Welfare, Smiley Faces (parabolas), and the Technics of Objection


  Wong makes the point that standard welfare units can be established in terms of how many life years are lived combined by the experiential hedonism. That is by comparing inter and intra species data for the ability to solve complex puzzles, achieve goals, and other trends it should be possible to create a concrete unit of any animals lost wellbeing should their life be truncated. Elucidating the way in which this can be useful for charities, militaries, policy leaders, and other people in need of research cannot be described effectively enough. Such an index is a holy grail for analysts.
  There can be no such standard welfare unit, however, because application to the real world does not satisfy the requirements for usability. Using the number provided in the study of 23 pigs who are worth one human, it is very apparent that taking the extremes, in which a whole nation were to be sacrificed in order to save a group of pigs with 23 times as many people, it is very unlikely that any human would make the sacrifice. It would take many more pigs to save the nation or justify a declaration of war against the nation plotting to harm these.
  Conversely, there are situations in which poaching necessitates the incarceration or execution of more than 23 humans. In this manner, the symbolic or economic value of a particular animal places it at a greater value than its human counterparts. Prosecuting such
violations are a critical part of maintaining biodiversity and describing the necessary actions to protect our environment.
  These two delimiting factors demonstrate two thresholds at which the standard usability of the welfare units are effective. In order to complete the work, it should be determined that there is not a further use for the measure by completing the analysis at a 25th and 75th percentile level of destruction, as might have been seen in human mortalities a plague borne by a rodent or in a declining bird population as suburban California housing developments expand. In the case of the latter, it can at least be said that many humans have expressed an eager desire to be inconvenienced in order to save a large number of animals. This paper will not delve further into this point.
  Establishment of the unit as a marginal unit does continue to make it useful. This opens it to use in marginal analyses of next unit purchasing power and to compare the value of consumer items across consumer price indices. I cannot take credit for that terminology, which fixes the error in Wong’s work, but instead must give that analysis to Mark Budolfson, my lecturer at UVM. It is too bad Wong did not do so when penning his research, or it could have been laudable from an interstudies perspective.
  One potential objection that is deftly avoided and disregarded by Wong is analogous to that raised by Deaton in response to Peter Singer’s statements regarding the value of a human life. He objects that once one is convinced the fundamental premise of an argument is correct, one must determine the complementary premise to be correct as well. In his case this referred to the efficacy of human rights’ groups to save a life in another country, where there is a low likelihood of long-term longevity, while the lives saved in this country have a high probability of long-term longevity.
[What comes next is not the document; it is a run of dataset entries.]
Issue #242, opened 2026-07-31
feat(runs): first-class run records with persisted trace, status, and cost


oxoxDev:
## Summary

`Run` — one attempt at a task — is one of the five core objects (Node, Task, Run, Trail event, Policy) and the only one with no type, no row and no id. There is no way to list a task's attempts, see why one failed, or say what a single attempt cost.

## Problem

Today an attempt is an ephemeral cycle: `CycleRequest`/`CycleResult` (`src/ports/types.rs:672`/`:696`) whose `Vec<TurnStep>` (`:903`) is folded into the `AgentReply` event and discarded as a unit. No run id, no status, no list endpoint.

Consequences that show up in the product:

- **Attempts are invisible.** A task that failed twice and succeeded on the third try looks identical to one that succeeded immediately.
- **Cost is unattributable.** Inference spend lands on `UNATTRIBUTED_AGENT = "company"` (`src/metering/inference.rs`) with no per-attempt breakdown.
- **Artifacts hang off Task only.** `ArtifactRecord` (`src/ports/artifacts.rs:103`) has `task_id` but no `run_id`, and its optional `step_seq` is never read.
- **The console is built for data that does not exist.** Task detail already renders a grouped timeline from `TimelineEntry {seq, atMillis, kind, label, detail}` (`frontend/src/api/tasks.ts:51-70`) with a lineage rail — designed for exactly this, with no run concept to hang it on.

## Solution

1. **`RunRecord` + `RunStatus`** in a new `src/ports/runs.rs`: run id, company, task, `attempt: u32`, status, `trigger_event_seq`, started/finished timestamps, error, token and USD totals, step count. `RunStatus = Pending | Running | WaitingApproval | Succeeded | Failed | Cancelled` (`Cancelled` reserved; no endpoint sets it in v1). Trace steps are a **separate** `RunStepRecord { run_id, step_seq, at_millis, step }` using a run-scoped dense sequence, deliberately **not** `EventSeq`.
2. **`RunStore` port** following the `TaskStore` pattern, with a transition API rather than free-form updates — `create_run` (Pending), `begin_run` (Pending→Running), `finish_run(outcome)` (terminal status + error + usage + timestamp), `append_run_step`, `get_run`, `list_runs(filter)`, `list_run_steps`, `list_stale_active`. Backends stay dumb and illegal transitions become impossible.
[...]

PR #348, opened 2026-08-04
feat(tasks): give the per-task Discussion tab a backend (#335)

### LINKED ISSUE #335: tasks: the per-task Discussion tab has no backend
## Summary

The Task Detail page ships a **Discussion** tab that is permanently empty. It renders an honest empty state — *"No discussion yet — a per-task discussion thread has no backend yet"* — and there is a code comment saying the same.

So this is not a bug. It is a shipped stub with no tracking issue, which is the reason to file it: right now the only record that it is unfinished lives in a comment.

Raised by QA on smoke1, who correctly read it as a hole rather than a feature.

## Why it matters

A task is where a piece of work is discussed, and today every conversation about a card has to happen somewhere else — which means the card stops being the record of its own work. It also undercuts the tab bar: three tabs (Approvals, Artifacts, Discussion) and one of them can never contain anything.

## Design questions to settle before building

- **Is a task discussion a distinct channel, or a view onto the existing company chat filtered to a task?** The second is much cheaper and keeps one message store; the first gives a cleaner thread. This choice drives everything else.
- **Do agents participate, or is it operator-only?** If agents post, this becomes a delegation surface and needs to interact with the harness rather than just persist rows.
- **How does it relate to the timeline the other tabs read?** A discussion entry and a timeline entry are both "something happened on this task", and two parallel notions of that will drift.
- Ordering, editing, deletion, and whether a message can reference an artifact or an approval.

Worth deciding alongside **#242** (first-class runs) — if a task gains a real run object, a discussion anchored to the task versus to a run are different products.

## Acceptance

- [ ] An operator can post to a task and see it persist across reload and across browsers
- [ ] The empty state remains honest for a task with no discussion
- [ ] Whatever is chosen above is written down in the module doc, not just implied by the schema

## Related

- #242 — first-class run records
- #184 — Task Detail screen epic
- #183 — MVP spec

M3gA-Mind:
## Summary

Closes #335 — the Task Detail **Discussion** tab shipped as an honest stub ("a per-task discussion thread has no backend yet"). This gives it one.

**The design decisions the issue asked to settle, and what was chosen** (all written down in `docs/modules/server/README.md`, per the third acceptance box, not just implied by the schema):

- **A task discussion is its own thread, not company chat filtered to a card.** Chat is addressed to a *desk* and is a conversation with the company; a discussion is addressed to a *card* and is a note about one piece of work. Filtering one into the other makes every thread a slice of a stream written for a different audience, and the card stops being the record of its own work the moment somebody replies in the desk instead.
- **It is not a second message store, either.** A post is journaled as `CompanyEvent::TaskDiscussionPosted`, in the same `EventLog` the timeline is folded from, and `GET …/tasks/{task_id}` serves both out of **one** traversal (`fold_task_journal`). That is what keeps the two notions of "something happened on this task" from drifting — same log, read two ways. They stay two arrays rather than one merged list because the timeline is what the *company* did on the card and the discussion is what *people* said about it; merged, an operator's aside would sit between a dispatch and its completion and read as part of the run.
- **Operator-only in v1; agents do not participate.** Posting journals a message and nothing else: no cycle, no dispatch, no spend. The projections enforce that rather than merely documenting it — `wire_event` (inference sidecar) and `summarize_event` (orchestrator insight) both name the *card* and deliberately omit the *text*, so the tab cannot become an unannounced prompt surface, and the deny-by-default SSE projection drops the variant. Agent participation is a decision to take with first-class runs (#242): a discussion anchored to a task and one anchored to a run are different products.
- **Ordering / editing / deletion / references.** Oldest-first by journal sequence (also the console's render key). Append-only, so no edit and no delete in v1 — a retraction would need a tombstone event and is not one. Plain text: no artifact or approval references yet.
- **Attribution.** The signed-in user rides on `by` and resolves to a roster label on read (display name, or an email's local part); a departed user reads as `someone`, a machine credential as `operator`. A user id or email address never reaches the wire — a thread is read by every member of the company.

**Wire surface**

```
POST …/tasks/{taskId}/discussion   {"text": "blocked on the API key"}   -> 201 {seq, atMillis, author, text}
GET  …/tasks/{taskId}                                                   -> {task, timeline, discussion[], lineage, waitingSince?}
```

`400` on empty/whitespace-only text (there is no delete, so a blank row would be permanent noise), `404` on an unknown card, and over-long text is truncated to `MAX_DISCUSSION_CHARS` (4000, codepoint-safe) rather than refused.

**Console.** `TaskDetailView`'s stub becomes a real thread plus a composer (Enter posts, Shift+Enter for a newline). It reads off the parent's single `GET …/tasks/{id}` and therefore rides its existing 4s visibility-gated poll, which is what makes another operator's post appear without a reload. The empty state stays honest for a card nobody has posted on.

**Acceptance**

- [x] An operator can post to a task and see it persist across reload and across browsers — the message lives in the company journal, not the posting session; the tests assert it through a second, independent request rather than off the POST's echo.
- [x] The empty state remains honest for a task with no discussion.
- [x] The choices above are written down in the module doc.

## API Or Behavior Changes

- **New route** `POST …/tasks/{taskId}/discussion` under both scope forms.
- **`GET …/tasks/{taskId}` gains `discussion[]`** — additive; every existing field is unchanged.
- **New `CompanyEvent::TaskDiscussionPosted`** — additive on the wire (`by` is `skip_serializing_if`), so every persisted log loads unchanged and no stored record needs migrating.
- **`ScopedCompany` now carries `actor: Option<Actor>`** — the principal the extractor already resolved, so a route that journals an operator action can attribute it instead of landing an anonymous `by: None`. No existing handler reads it, so no behavior changes elsewhere.

## Tests

Added with the change (CI runs them):

- `task_discussion_posts_persist_and_are_scoped_to_their_card` — post → re-read; oldest-first order and strictly increasing `seq`; another card's message never leaks in; a card with no posts reads back an empty thread; both scope forms serve the same thread; and a post never lands on the run timeline.
- `task_discussion_rejects_an_empty_message_and_an_unknown_card` — empty and whitespace-only are `400`, an unknown card is `404`, an over-long paste is accepted and capped, and the refusals journal nothing.
- `cap_discussion_is_codepoint_safe` — truncation on a character boundary, never a byte one.
- `task_discussion_posted_round_trips_and_omits_an_absent_actor` — the additive wire contract.

Intentionally untested: the console half. This repo has no unit-test runner for the frontend, and CI does not execute the Playwright suite (it needs a live host, #281) — the tab is covered by `typecheck` / `typecheck:e2e` / `build`.

## Documentation

- `docs/modules/server/README.md` — new "The per-task discussion (issue #335)" section recording every decision above, plus the `tasks` route row brought up to date (it still listed only `POST`/`PATCH`/`DELETE`).
- `docs/spec/runtime/api.md` — the new route in the console write-plane list.
- `docs/spec/runtime/ports.md` — `TaskDiscussionPosted` in the `CompanyEvent` catalogue.


M3gA-Mind:
@coderabbitai review

oxoxDev (changes requested):
The journal-as-one-store call is sound and it's actually written down in the module doc — that acceptance box is genuinely met, not hand-waved. Two things stop the change being additive, both cheap to fix.

**Majors**

- `major` `src/harness/orchestrator.rs:553` — `QueryCompanyTool` surfaces the **last 10** journal events (`RECENT_EVENTS`, line 77; read at 357–368). A discussion is a user-driven, high-frequency writer into that same log, so ten messages on one card evict every dispatch, reply and approval from the orchestrator's activity view and replace them with ten lines it can't act on. "Agents do not participate" holds for the *text*, not for the *slot*. Filter the variant out of the `recent` tail, or fold it to one "N discussion posts" line, instead of a row per post.
- `major` `src/server/ops/tasks.rs:593` — the thread comes back whole and uncapped on every 4s poll of an open detail screen, forever. `MAX_DISCUSSION_CHARS`' own doc concedes the thread is "read back in full on every detail poll"; at 4000 chars a post that is a large response on a busy card, re-sent every four seconds per browser. `chat_history::history_for_desk` already has the shape to copy — a `first` tail cap plus a `before_seq` cursor.

**On the design call, and what it costs**

- The fold itself is not new: `GET /tasks/{id}` already paged the whole journal per read before this PR, so the discussion rides an existing cost rather than introducing one. Fair.
- The prior art cuts the other way on *writes*, though. `src/ports/runs.rs:12` — landed in #342, after this branch was cut — says plainly that "folding the whole journal per read is what makes the existing workflow-run list expensive", and #242 answered that by giving runs their own store rather than more events. This PR points a chattier writer at the same log, and there is no retention or compaction for it anywhere in the tree. Worth one honest sentence in the module doc; the current text presents the shared log purely as a consistency win.
- Append-only for human prose is defensible and is documented, but there is no redaction path at all — no edit, no delete, no tombstone, and the log is what export/import ships. The PR's own fixture text ("blocked on the API key") is exactly the shape of message where somebody pastes the key itself. Please open the tombstone follow-up as an issue rather than leaving it a paragraph in the doc.

## Against the issue

- **Acceptance 1 — "post persists across reload and across browsers"**: met for reload; `task_discussion_posts_persist_and_are_scoped_to_their_card` asserts through a second independent `GET`, which is the right proof shape. "Across browsers" holds by construction (journal, not session state) but no test posts as a *second* principal — `nit` `src/server/ops/write_test.rs:3289`, every post is `harness-admin`, so the `someone` (departed user) and `operator` (machine credential) branches of `into_message` are unexercised.
- **Acceptance 2 — honest empty state**: met. `t-quiet` asserts an empty array server-side, and `frontend/src/views/TaskDetailView.tsx:1095` renders `EmptyState` on `messages.length === 0` with copy that no longer claims there is no backend.
- **Acceptance 3 — decisions written down**: met, in `docs/modules/server/README.md`.
- **Design questions**: all four #335 asked are actually asked and actually settled the way the PR body says — distinct thread over filtered chat, operator-only, same log two arrays, and ordering/edit/delete/references. No skipped question.
- `nit` **the #242 coupling #335 explicitly flagged**: the issue said to decide task-anchored vs run-anchored *alongside* #242, and the PR defers it. Reasonable when the branch was cut — but #342 landed the `RunStore` on main since, so runs are first-class now and the deferral is weaker than the PR body implies. One line acknowledging that would keep the doc honest.
- **Beyond scope?** No. `orchestrator.rs` and `effects.rs` both `match` `CompanyEvent` exhaustively with no `_` arm, so a new variant *forces* both arms — this is an obligation, not agent-facing plumbing the author chose to add. Agents still can't post: no tool, and nothing builds a `CycleRequest` carrying the variant. `ScopedCompany.actor` is genuinely new but small and justified. The consequence of the arms' *content* is the insight-tail major above.
- **Premise still true**: yes — `frontend/src/views/TaskDetailView.tsx:392` on main still carries the stub and its comment, and `grep -rn discussion src/` on main is empty. Nothing has closed part of #335 since filing.

**Nits**

- `nit` `src/brain/medulla/effects.rs:171` — the PR body says the projections "enforce that rather than merely documenting it". Not yet: nothing routes this variant into a cycle, and no test asserts the wired body omits `text`. The sibling exclusion just below it, `a_finished_run_wires_out_counts_without_the_recipient_or_the_transport_text`, exists precisely so a later "just include the detail" fails CI. Same pin, one assert.
- `nit` `src/server/ops/tasks.rs:940` — the `201` echo costs a second roster read, and `DiscussionTab` (`frontend/src/views/TaskDetailView.tsx:1116`) discards the response and refetches anyway. Either render the echo or drop the read; `at_millis: now_millis()` at :943 is also a different stamp from the journaled one.

Auth reads correctly: `ScopedCompany` (`src/server/ops/scope.rs:107`) enforces address + temp-password before the actor is derived, and `Admin`/`Member` are the only roles, so "any member may post" matches the other task writes.

M3gA-Mind:
Both majors are fixed, all three nits are done, the follow-up is filed as #358, and the branch is merged up to `main` (#357) so it is mergeable again.

**major — `orchestrator.rs:553`, the insight tail.** Took the fold rather than the filter. The tail now walks the log skipping `TaskDiscussionPosted` — so a post never holds one of the ten slots — and appends a single `- 20 discussion posts on task cards (text not shown)` line, counted over the span the tail covers so it still reads as *recent* activity. `discussion_posts_fold_to_one_line_instead_of_evicting_the_activity_tail` puts twenty posts between a dispatch and a completion and asserts both run events survive, that there is one folded line rather than twenty rows, and that no message text appears. The `summarize_event` arm stays (the match is exhaustive) with a comment saying it is no longer the caller and why the no-quoting rule is inherited rather than re-decided.

**major — `tasks.rs:593`, the uncapped thread on a 4s poll.** Copied `history_for_desk`'s shape: `DISCUSSION_PAGE = 50` tail cap plus a `?discussionBefore=<seq>` cursor, and `discussionHasMore` so a truncated thread says it is truncated. The fold drops out-of-window posts as it reads them, so a long thread is traversed but never resident — the same "bounded per page, not per request" discipline `TIMELINE_PAGE` already had. The timeline is deliberately *not* paged: it is bounded by what the company did on one card. Test asserts the newest page comes first, the cursor is exclusive (no message served twice, none dropped between pages), and `discussionHasMore` is false at the start of the thread and on a short one.

Capping surfaced a console bug worth naming: the page *slides*, so one new post would push the oldest visible message out from under a reader mid-thread. `DiscussionTab` now accumulates what it has been shown, deduped by `seq` and keyed per card, so the thread on screen only ever grows — and it has a "Load earlier messages" control.

**nit — `write_test.rs:3289`, one principal.** Added a test that posts through the real write path with a **tenant token**, which also pins `ScopedCompany`'s keep-the-person-drop-the-credential rule (a platform post that started attributing itself to something would show up as a label that is not `operator`), and journals a **departed** user id to exercise the `someone` branch, asserting the raw id never reaches the wire.

**nit — `effects.rs:171`, "enforce rather than document".** Fair — it was documented, not asserted. `a_discussion_post_wires_out_the_card_without_the_message_text` is the same pin as its `WorkflowRunFinished` sibling, one variant over.

**nit — `tasks.rs:940`, the echo.** Kept the echo and made the console *render* it, so the roster read is earned rather than discarded. The echoed row is now the journaled one, read back at its own `seq` instead of re-stamped with `now_millis()`, so it carries the same `atMillis` the next poll returns under the same key.

**#358 — the redaction follow-up**, filed on this repo referencing #335 and #348: no edit, no delete, no tombstone, and the log is what export/import ships. It sketches a tombstone superseding an earlier post (keeping the log append-only), the read fold honouring it so redaction is a property of every read surface, export/import carrying the tombstone, who may redact, and the real tension — scrub-at-rest is the only thing that helps for a leaked secret and is the part that conflicts with an immutable log.

**The doc sentence.** Now stated plainly, and it got stronger while this sat: `src/ports/runs.rs` (#342) says folding the whole journal per read is what made the run list expensive, #242 answered that by giving runs a store of their own instead of more events, and #357 has since landed the write path — so that is a conclusion the runtime has already acted on, not a future concern. The discussion goes the other way knowingly (one small event per post, no per-step fan-out, paged read), but it is a shared log with an extra writer on it and no retention or compaction anywhere in the tree. The #242 deferral paragraph now says the same thing about itself: with runs first-class on `main` the question is answerable, so the deferral is on scope, not on missing prior art.

**Merge.** One conflict, in `fold_page`: #357 gave `TaskDispatched` a `run_id` and moved the window anchor behind a `&mut`, where this branch had already folded that state into `TaskFold`. Kept `TaskFold` and took the widened pattern — the timeline projection anchors on the *instant*, not the attempt, which is now a comment so it does not get re-added.

@coderabbitai review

  Similarly, it can be argued that there will be problems with implementation of the standard welfare unit once it is appropriately developed for use and comparison across species and populations (intra or inter species comparison can be obtained by holding the hedonic capacity or experiential capacity to one). This will not be a problem because Wong explicitly states that his number is for the purpose of measurement only. What is done with the measurement once it is obtained is up to the researcher. While it is Wong’s responsibility to note that the ratio found is a marginal value and will not work on individual or mass scales at the least, and may need adjustment through a graphical representation for larger populations, it is not within the scope of the paper to address objections such as those raised by Deaton. They argue against the efficacy of the system.